Exercise description
Quote the whole listing word for word, please.

Stored data

PR #33322, opened 2022-10-14
libcatalyst: add 2.0.0-rc3 release

mathstuf:


var/spack/repos/builtin/packages/libcatalyst/package.py
```diff
@@ -12,9 +12,12 @@ class Libcatalyst(CMakePackage):
 
     homepage = "https://gitlab.kitware.com/paraview/catalyst"
     git = "https://gitlab.kitware.com/paraview/catalyst.git"
+    url = "https://gitlab.kitware.com/api/v4/projects/paraview%2Fcatalyst/packages/generic/catalyst/v2.0.0/catalyst-v2.0.0.tar.gz"
```
vicentebolea, line 15: This rule shows "not-found".

var/spack/repos/builtin/packages/libcatalyst/package.py
```diff
@@ -12,9 +12,12 @@ class Libcatalyst(CMakePackage):
...
 
     maintainers = ["mathstuf"]
 
+    version("2.0.0-rc3", sha256="8862bd0a4d0be2176b4272f9affda1ea4e5092087acbb99a2fe2621c33834e05")
```
vicentebolea, line 19: how about we specify this as a git revision rather than a url?

vicentebolea (changes requested):

var/spack/repos/builtin/packages/libcatalyst/package.py
mathstuf: 2.0.0 is in rc3, so there isn't a final. Does the replacement logic know how to deal with `-rc3` in template URLs?

var/spack/repos/builtin/packages/libcatalyst/package.py
mathstuf: For what purpose? Why is cloning better than a tarball?

tldahlgren (approved):
Confirmed sha256 with the new URL.

Typically people do not "prefer" release candidate versions (i.e., mark the last stable as preferred).  Is this something you want to do here?

var/spack/repos/builtin/packages/libcatalyst/package.py
vicentebolea: We can skip having both url|git property here

mathstuf:
It's fine to defer this until 2.0.0 is tagged as final too. I don't forsee any ABI changes that would cause problems though.

I can also mark the date stamp version as preferred in the meantime if that's better.

var/spack/repos/builtin/packages/libcatalyst/package.py
vicentebolea: Right, `s/2.0.0/2.0.0-rc3`pointed me to an existing url

vicentebolea: Yes the replacement logic would know how to handle this

tldahlgren: FWIW. I checked out the PR *then* performed `spack checksum` and it works for me.

tldahlgren:
> It's fine to defer this until 2.0.0 is tagged as final too. I don't forsee any ABI changes that would cause problems though.
> 
> I can also mark the date stamp version as preferred in the meantime if that's better.

I was just suggesting the flagging the date stamped version as preferred (https://spack.readthedocs.io/en/latest/packaging_guide.html#version-selection) only because I've had people complain about release candidates as (default) preferred versions.

It's really up to you.

var/spack/repos/builtin/packages/libcatalyst/package.py
tldahlgren: @vicentebolea Would that have made a difference for your check?

vicentebolea: @tldahlgren definitely, checking the url of a PR containing a url change with spack checksum would have validated this PR. I will use it next time for this situations, thanks for sharing your workflow :)

tldahlgren: Alternatively you can temporarily add the new/changed URL but I have a script to simplify the fetch/checkout process for me.

mathstuf:
IIRC, the datestamp is just a "random" snapshot of even lower stability guarantees than an rc (we certainly don't have a branch dedicated to whatever state the repo was in at that point).

var/spack/repos/builtin/packages/libcatalyst/package.py
vicentebolea: I have used the gh cli utility in this case, its a great help in situations like this

var/spack/repos/builtin/packages/libcatalyst/package.py
vicentebolea: Before the auto-merge we have this comment opened too. I am no expert on this but I wonder what would be the gain of adding two urls (git|http URL) for a package? with a git url we can also specify git tags.

mathstuf: I don't think asking people to contact `gitlab.kitware.com` for this package rather than being able to cache a tarball would work long-term for some HPC deployments…

vicentebolea: Fair enough

vicentebolea (approved):

mathstuf:
It looks like reviews are OK. What's the next step?

tldahlgren:
> It looks like reviews are OK. What's the next step?

We need to wait for at least all required checks to pass.  Looks like the pipeline check is still waiting on `base develop commit` before it starts the pipeline stacks for this PR.

tldahlgren:
> > It looks like reviews are OK. What's the next step?
> 
> We need to wait for at least all required checks to pass. Looks like the pipeline check is still waiting on `base develop commit` before it starts the pipeline stacks for this PR.

Hmm.  Looks like several of those stacks failed, with a couple complaining about broken specs.

tldahlgren:
I selected "Update Branch" to see if that helps the checks.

Answer to this task
PR #33322, opened 2022-10-14
libcatalyst: add 2.0.0-rc3 release

mathstuf:


var/spack/repos/builtin/packages/libcatalyst/package.py
```diff
@@ -12,9 +12,12 @@ class Libcatalyst(CMakePackage):
 
     homepage = "https://gitlab.kitware.com/paraview/catalyst"
     git = "https://gitlab.kitware.com/paraview/catalyst.git"
+    url = "https://gitlab.kitware.com/api/v4/projects/paraview%2Fcatalyst/packages/generic/catalyst/v2.0.0/catalyst-v2.0.0.tar.gz"
```
vicentebolea, line 15: This rule shows "not-found".

var/spack/repos/builtin/packages/libcatalyst/package.py
```diff
@@ -12,9 +12,12 @@ class Libcatalyst(CMakePackage):
...
 
     maintainers = ["mathstuf"]
 
+    version("2.0.0-rc3", sha256="8862bd0a4d0be2176b4272f9affda1ea4e5092087acbb99a2fe2621c33834e05")
```
vicentebolea, line 19: how about we specify this as a git revision rather than a url?

vicentebolea (changes requested):

var/spack/repos/builtin/packages/libcatalyst/package.py
mathstuf: 2.0.0 is in rc3, so there isn't a final. Does the replacement logic know how to deal with `-rc3` in template URLs?

var/spack/repos/builtin/packages/libcatalyst/package.py
mathstuf: For what purpose? Why is cloning better than a tarball?

tldahlgren (approved):
Confirmed sha256 with the new URL.

Typically people do not "prefer" release candidate versions (i.e., mark the last stable as preferred).  Is this something you want to do here?

var/spack/repos/builtin/packages/libcatalyst/package.py
vicentebolea: We can skip having both url|git property here

mathstuf:
It's fine to defer this until 2.0.0 is tagged as final too. I don't forsee any ABI changes that would cause problems though.

I can also mark the date stamp version as preferred in the meantime if that's better.

var/spack/repos/builtin/packages/libcatalyst/package.py
vicentebolea: Right, `s/2.0.0/2.0.0-rc3`pointed me to an existing url

vicentebolea: Yes the replacement logic would know how to handle this

tldahlgren: FWIW. I checked out the PR *then* performed `spack checksum` and it works for me.

tldahlgren:
> It's fine to defer this until 2.0.0 is tagged as final too. I don't forsee any ABI changes that would cause problems though.
> 
> I can also mark the date stamp version as preferred in the meantime if that's better.

I was just suggesting the flagging the date stamped version as preferred (https://spack.readthedocs.io/en/latest/packaging_guide.html#version-selection) only because I've had people complain about release candidates as (default) preferred versions.

It's really up to you.

var/spack/repos/builtin/packages/libcatalyst/package.py
tldahlgren: @vicentebolea Would that have made a difference for your check?

vicentebolea: @tldahlgren definitely, checking the url of a PR containing a url change with spack checksum would have validated this PR. I will use it next time for this situations, thanks for sharing your workflow :)

tldahlgren: Alternatively you can temporarily add the new/changed URL but I have a script to simplify the fetch/checkout process for me.

mathstuf:
IIRC, the datestamp is just a "random" snapshot of even lower stability guarantees than an rc (we certainly don't have a branch dedicated to whatever state the repo was in at that point).

var/spack/repos/builtin/packages/libcatalyst/package.py
vicentebolea: I have used the gh cli utility in this case, its a great help in situations like this

var/spack/repos/builtin/packages/libcatalyst/package.py
vicentebolea: Before the auto-merge we have this comment opened too. I am no expert on this but I wonder what would be the gain of adding two urls (git|http URL) for a package? with a git url we can also specify git tags.

mathstuf: I don't think asking people to contact `gitlab.kitware.com` for this package rather than being able to cache a tarball would work long-term for some HPC deployments…

vicentebolea: Fair enough

vicentebolea (approved):

mathstuf:
It looks like reviews are OK. What's the next step?

tldahlgren:
> It looks like reviews are OK. What's the next step?

We need to wait for at least all required checks to pass.  Looks like the pipeline check is still waiting on `base develop commit` before it starts the pipeline stacks for this PR.

tldahlgren:
> > It looks like reviews are OK. What's the next step?
> 
> We need to wait for at least all required checks to pass. Looks like the pipeline check is still waiting on `base develop commit` before it starts the pipeline stacks for this PR.

Hmm.  Looks like several of those stacks failed, with a couple complaining about broken specs.

tldahlgren:
I selected "Update Branch" to see if that helps the checks.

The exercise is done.